Reaper’s Revenge is a sort of Halloween-time haunted house, located way out in the sticks.  It’s regarded as one of the best in the whole east coast.  Scranton, PA is already a backwater, so driving further out of town and then being ushered into the deep, dark trees by ghoulish spectres is the perfect setting for this sort of super freaky experience.

There are 4 main acts to this experience and first up was the hayride, which I enjoyed the most.  28 of us were bundled onto a ricketty, long trailer where we sat on tufts of hay.  A tractor towed us through a dark forest for about half an hour through a series of themed scenes with scary actors and scenery evoking horror movies like Jason, American Horror Story, Poltergeist, and lots of rednecks (because moonshiners are way scarier than phantoms from another dimension).  The girl from ‘The Ring’ climb out of a well, and then creepy-crawled up onto our trailer with freakishly disjointed limbs.  The spookiest scene had scores of bodies hanging from ropes above our heads.  Every actor was perfect and every small detail was complete.  This hayride was like a Warner Bros. or Universal Studios tour, but with horror dripping from every pore.

Next was the carnival, which was a series of small, wooden houses.  Each had a slightly different theme and forced us to twist and turn through their varied rooms as fully committed actors gave us every persona: the morbid, the crazy, the obsessed, or the overly friendly routine.  The one time that I got startled was when a dude in a fluffy horse outfit was hiding in a wall full of other stuffed animals and then jump-scared me.  Whinnying bastard.
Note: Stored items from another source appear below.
PR #961, opened 2019-09-30
fixed creating multiple duplicate data objects

Makreig:
As the save button wasn't being locked out, if it was clicked multiple times then multiple duplicate objects would be created.


client/src/legacy/LeftAndMain.js
```diff
@@ -443,8 +443,9 @@ $.entwine('ss', function($) {
 
       // set button to "submitting" state
       $(button).addClass('btn--loading loading');
+      $(button).attr('disabled', 'disabled');
```
ScopeyNZ:
```suggestion
      $(button).prop('disabled', true);
```

client/src/legacy/LeftAndMain.js
```diff
@@ -462,6 +463,7 @@ $.entwine('ss', function($) {
 
       var clearButton = function() {
         $(button).removeClass('btn--loading loading');
+        $(button).attr('disabled', false);
```
ScopeyNZ:
```suggestion
        $(button).prop('disabled', false);
```

client/src/legacy/LeftAndMain.js
```diff
@@ -443,8 +443,9 @@ $.entwine('ss', function($) {
 
       // set button to "submitting" state
       $(button).addClass('btn--loading loading');
+      $(button).attr('disabled', 'disabled');
 
-      if($(button).is('button')) {
+      if($(button).is('button')) {
```
ScopeyNZ:
```suggestion
      if($(button).is('button')) {
```

Makreig:
> If there's a validation error, will the button be returned to its original state?

from what i can see, the buttons state is cleared whether there is an error or not, so it should be.

Makreig:
I have no idea why this test has failed. anyone else know what's wrong?

ScopeyNZ:
> I have no idea why this test has failed. anyone else know what's wrong?

There's an automated test that asserts the bundle you've included has been compiled correctly - but that's failing. You'll need to `yarn build` again from your branch and commit the new bundle.

PR #963, opened 2019-10-04
API Convert SecurityAdmin to be a ModelAdmin

maxime-rainville:
This is a bit experimental. It converts SecurityAdmin to be a ModelAdmin.

It seems to work remarkably well. If we think this is worthwhile, we can take it forward and finalise it.

Couple things to address:
* Rename Members to Users ... that is if we prefer that label.
* Bring back the "Caution: Removing members from this list will remove them from all groups and the database"
* I think there's a bit of custom import logic that I didn't copy over. I need to dig deeper and see if differs from the boiler plate ModelAdmin import logic.
* Clean up any redundant JS and SS files

## Parent issue
- https://github.com/silverstripe/silverstripe-admin/issues/1350

### DIFF
--- a/code/SecurityAdmin.php
+++ b/code/SecurityAdmin.php
@@ -29,39 +29,29 @@ use SilverStripe\View\Requirements;
 /**
  * Security section of the CMS
  */
-class SecurityAdmin extends LeftAndMain implements PermissionProvider
+class SecurityAdmin extends ModelAdmin implements PermissionProvider
 {
+
+    private static $managed_models = [
+        Member::class,
+        Group::class,
+        PermissionRole::class
+    ];
 
     private static $url_segment = 'security';
 
-    private static $url_rule = '/$Action/$ID/$OtherID';
-
     private static $menu_title = 'Security';
-
-    private static $tree_class = Group::class;
-
-    private static $subitem_class = Member::class;
 
     private static $required_permission_codes = 'CMS_ACCESS_SecurityAdmin';
 
     private static $menu_icon_class = 'font-icon-torsos-all';
-
-    private static $allowed_actions = array(
-        'EditForm',
-        'MemberImportForm',
-        'memberimport',
-        'GroupImportForm',
-        'groupimport',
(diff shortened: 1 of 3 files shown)


bergice (commented):
I agree with renaming from `Users` to `Members`.

The warning message is no longer displayed and needs to be re-added:
image

Some reasons why we should consider leaving the changes the way they are:
* The tabs now load when opened, making for a slower user experience.
* We will likely introduce a couple of bugs with these changes, requiring further work
* What are we gaining with making this change?

maxime-rainville:
I agree that it's not definitely clear that this is something worth doing and that there is some risk of regression. The big plus I see for doing this are that it reduces/simplifies the code base we have to maintain in the long run and any future bug fix we apply to ModelAdmin will automatically be applied to SecurityAdmin.

maxime-rainville:
Might be worth waiting until we have some sizeable chunk of work to do the SecurityAdmin

emteknetnz:

maxime-rainville:
FYI I had a look at applying the Versioned extension to Member. The resulting Security section wasn't working great ... presumably because Security Admin is not a ModelAdmin.

https://github.com/silverstripe/silverstripe-framework/pull/9671

emteknetnz:
I'm not sure what that means in relation to this pull request?  Is this pull-request still useful and you'll do further work on this or is it something we should now close?

maxime-rainville:
I think the pull request is still useful. Maybe I should have created a parent issue with the overarching context.

The main problem is that SecurityAdmin reimplement all the features of ModelAdmin without being a ModelAdmin. This increase the amount of code we have to maintain and increase the risk that we'll introduce new bugs because we have two classes to maintain that do exactly the same thing.

maxime-rainville:
Current assumption is that there's nothing controversial about this. It would be a good way to reduce technical debt.

emteknetnz:
Closed in favor of https://github.com/silverstripe/silverstripe-admin/pull/1359

PR #964, opened 2019-10-09
NEW: Add Tip UI to InputField

Cheddam:
This PR introduces the Tip UI displayed in the Alternative text and Title attribute fields in the [File details DSM document](https://projects.invisionapp.com/dsm/silver-stripe/silver-stripe/asset/components/5d70ab0cd81b4b445753d31b). It goes hand-in-hand with a [PR to framework](https://github.com/silverstripe/silverstripe-framework/pull/9281) adding support for the required schema to the `TextField` field class.

It also adds Markdown document processing to the Storybook Webpack configuration to enable expansive documentation for components in the Pattern Library, and updates the icon font to include three new icons: `lamp`, `flag`, and `ticket`.


client/src/components/InputField/InputField.js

The third and scariest section, named ‘Pitch Black’, was a maze of tiny, twisty corridors leading through a large and completely dark house.  We couldn’t see our hands in front of our own faces.  There were plenty of dangly, moist objects and walls at odd angles.  I frequently headbutted the wall, and all of us kept bumping into each other like lost lemmings as we groped through the pitch black.  Invisible hands grasped at our ankles like grabby tendrils.  It was mostly silent except for the repeated, shrill screams of the woman in our group.  We put her in the front to give her all the best scares, which turned out to be a useful sort of a beacon or compass for the rest of us to follow.
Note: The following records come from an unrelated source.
PR #1170, opened 2021-01-26
Try cleaning up old life cycle methods + look at search component issue

maxime-rainville:
Fixes https://github.com/silverstripe/silverstripe-admin/issues/1185

This PR removes references to deprecated React Lifecycle methods which should clean up our JS console and make it easier to debug actual problems.

It also addresses a semi-related issue in the search component where the Redux-form state would not be cleared after hitting the X button:
- Access a Search component.
- Pick some options in the "advanced filter" form.
- Run your search
- Clear your search by clicking the X button
- Look at the "Advanced Filter" form again

4.7 outcome: The form values still show in the form
Outcome in this patch: The form values have been cleared


client/src/components/Search/Search.js
```diff
@@ -226,6 +218,7 @@ class Search extends Component {
     }
 
     const formSchemaUrl = (props && props.formSchemaUrl) || this.props.formSchemaUrl;
+    console.dir(formSchemaUrl);
```
michalkleiner, line 221: Remove?

client/src/legacy/GridField.js
```diff
@@ -619,6 +620,9 @@ $.entwine('ss', function($) {
         });
       }
 
+      console.clear();
```
michalkleiner, line 623: Debugging leftover?

client/src/components/Search/Search.js
michalkleiner: Ah, sorry, didn't notice it was a Draft PR.

maxime-rainville:
Note for peer reviewers: I honnestly don't understand what some of those bits of logic are meant to do. Some of those usage looked somewhat dubious or like they weren't actually doing anything. I mostly tested by running the front end code and seeing if anything broke.

emteknetnz (changes requested):
There's far too much going on in this pull-request, this one will need to be split into separate PR's.  I've counted the following things going on here that are separate things:

1. Fixing a redux bug on the Search component
2. Globally updating deprecated react lifecyle methods to newer methods
3. Refactoring the SearchForm component from a class to function component
4. Refactoring the logic of the UsedOnTable fetching data, also removing a UsedOnTable unit test

maxime-rainville:
I'm going to push back on the idea that needs to be broken up into several PRs.
- The "redux bug on the Search component" is a side effect of using a dodgy life cycle method that was specifically deprecated because it leads to unpredictable results. It makes sense to refactor this bit of code as part of a move remove usage of the deprecated life cycle method.
- "Refactoring the SearchForm" is a small incremental improvement I did to make it easier to debug the parent Search component.
- The "UsedOnTable fetching data" tweak was necessary to remove the deprecated `componentWillReceiveProps` method. 
- The removed test was being skipped and was calling some of those deprecated methods. It makes sense to remove it .

All these bits of code are meant to do the same thing they use to do. The peer reviewer needs to assess that they indeed are doing the same thing and have some good understanding of how those life cycle method works. Splitting the PR in four is not going to change that and  it would add administrative overhead.

emteknetnz:
It's obviously not impossible, it's just unnecessarily hard and awkward to work with and it introduces risk which doesn't need to be there. 

I get they're all trying to achieve the same outcome which is getting rid of old life cycle methods so I can see how it would make sense at one level to do them at the same time.

However we're refactoring separate components in kind of different ways, so standard practice would be to do them in separate PR's?  I think them having the same underlying motivation for changing them (old lifecycle methods) is somewhat irrelevant here.

maxime-rainville:
I'm not sure I see the problem here. The change in each files are quite compartmentalised and do not impact the other files. You could review each file individually without regards to the other files.

However, you do need bits of specialised knowledge about react lifecycle methods to review each file. It makes sense to spend some time upfront acquiring that knowledge and review all the changes in one go.

If you were upgrading a project to be compatible with PHP8, wouldn't you remove all references to old APIs and submit one comprehensive PR?

emteknetnz:
I'm the one being weird so I'll do the extra work :-)

You can open these pull-requests so they go under your name:

https://github.com/silverstripe/silverstripe-admin/compare/1...creative-commoners:pulls/1/life-cycle-search?expand=1
https://github.com/silverstripe/silverstripe-admin/compare/1...creative-commoners:pulls/1/life-cycle-used-on-table?expand=1
https://github.com/silverstripe/silverstripe-admin/compare/1...creative-commoners:pulls/1/life-cycle-methods?expand=1

emteknetnz:
OK, I'm the one being weird :-)

I'll review as is

client/src/components/UsedOnTable/tests/UsedOnTable-test.js
```diff
@@ -49,20 +49,6 @@ describe('UsedOnTable', () => {
         expect(mockActions.loadUsedOn).toBeCalledWith('abc', 'get', 'http://www.bob.co.nz');
         expect(mockComponent).toBeCalled();
       });
-
-      it.skip('should try to load new data if identifier changes', () => {
```
emteknetnz, line 53: We shouldn't delete this unit test, it should be adapted to the new lifecycle method

client/src/legacy/GridField.js
```diff
@@ -603,6 +603,7 @@ $.entwine('ss', function($) {
     },
 
     close() {
+
```
emteknetnz, line 606: Should delete this extra line

client/src/components/Search/SearchForm.js
```diff
@@ -9,61 +9,55 @@ const searchLabel = i18n._t('Admin.SEARCH', 'Search');
...
-    const { visible, expanded, onSearch, onClear,
-      formSchemaUrl, id, identifier, clearable } = this.props;
+  };
+}
 
-    const loadForm = (visible || expanded);
+/**
+ * Display an advanced filter form.
+ */
+function SearchForm({
```
emteknetnz, line 28: Would prefer not have a refactor from class to function component at the same time as all the other stuff, it's a good thing to do just distracting.  No point changing it back though.

emteknetnz (changes requested):
Looks good, main this is the unit test being deleted

Also needs a rebase

client/src/components/Search/SearchForm.js
maxime-rainville: From memory, I ended up refactoring this because I was trying to debug something in `<Search />`. In the end, it ended up being completely unrelated. Still the move to a functional component is an improvement here.

client/src/components/UsedOnTable/tests/UsedOnTable-test.js
maxime-rainville: This test is currently being skipped altogether. I could try writing an equivalent test, but in practice, I'll mostly just be doubling up the test for `useTabContext`.

client/src/legacy/GridField.js
maxime-rainville: Fixed

client/src/components/UsedOnTable/tests/UsedOnTable-test.js
emteknetnz: OK, I didn't notice it was being skipped.  Happy to keep it deleted.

We all agreed that Reaper’s Revenge blew our minds. I’m sure I’ll be disappointed at any other haunted house that I ever visit throughout the rest of my life.  Nothing else will be this good.  Reaper’s was like a scary Disneyland, where every little detail was designed perfectly to make it feel like a different world.  The whole environment gave us total immersion and we never once saw an actor look out of character or bored.  The effort and execution was just phenomenal.  Heck, the dude hiding in the vines near the carpark was still lurking there and scared us on our way back to the car.  We all agreed that it was amazing and we’d come again.